━━━━━ INPUT MATERIAL ━━━━━

Issue #815, opened 2020-05-09
Create a 2020 landing page


rviscomi:
Goals:

- start serving a 2020 page to test out our infrastructure and make any fixes to ensure that it can support multiple years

━━━━━

**PROBLEM:** Write down how many lines above contain the string "page", and nothing besides.

**COMPLETED EXERCISE:** 2